Task: Repeat the records below exactly, beginning at the first line and finishing with the line that contains "to fix this".

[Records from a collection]
....

PR #512, opened 2022-06-06
refactor org formation accounts files

zaro0508:
Move project account definitions to a separate file to keep the
file size manageable.


brucehoff (approved):

zaro0508:
We can't do this right now due to orgf issue https://github.com/org-formation/org-formation-cli/issues/293

PR #515, opened 2022-06-07
IT-1971 Adding Dnt Dev Viewer Group

DiepThach:
adding Sso integration for Jumpcloud to allow viewer access to dntdev account.


zaro0508:
@DiepThach this is failing on pre-commit validation.  we'll need to fix this

PR #518, opened 2022-06-09
it-1874-remove-peering-authorizer-role

xschildw:
This PR removes the peering authorizer role (used to accept peering in target account). Originally targeted at nlpsandbox but after looking at other accounts listed I think it can be removed everywhere.

Depends on #517


zaro0508 (approved):
Merging should automatically remove this cfn stack from all referenced accounts.

PR #528, opened 2022-06-16
[IT-1766] Restore AWS region restriction

zaro0508:
Restrict accounts from creating resources in regions outside of the US
region.


zaro0508:
Region restriction was disabled due to issue IT-1766, we need to make sure it can work before merging this PR.

brucehoff (approved):
This seems OK as long as it omits Synapse which does, in places, require the use of resources outside the US.

xschildw (approved):
So you're putting it back so AWS can investigate?

zaro0508:
this has been replaced with PR #624

PR #529, opened 2022-06-18
[IT-1974] SCP to deny registering domains

zaro0508:
Setup a service control policy to prevent all accounts from registering
domains, except for the org-sagebase-sageit account.  We want to control
the domains that are created at Sage.


brucehoff:
@jesusaurus This is a good opportunity to start learning about org-formation and how it can use "service control policies" to limit what can be done in an AWS account we create.

brucehoff (commented):
This looks OK to me but I'd like @xschildw to approve since he does a lot of name registration:  Is it OK with you that we do it all in one centralized place like this?

xschildw (approved):

xschildw:
Yes, all the registrations in sage-it (where most of the portals reside) and DNS zones where they need to be managed.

....

Solution to the exercise:
PR #512, opened 2022-06-06
refactor org formation accounts files

zaro0508:
Move project account definitions to a separate file to keep the
file size manageable.


brucehoff (approved):

zaro0508:
We can't do this right now due to orgf issue https://github.com/org-formation/org-formation-cli/issues/293

PR #515, opened 2022-06-07
IT-1971 Adding Dnt Dev Viewer Group

DiepThach:
adding Sso integration for Jumpcloud to allow viewer access to dntdev account.


zaro0508:
@DiepThach this is failing on pre-commit validation.  we'll need to fix this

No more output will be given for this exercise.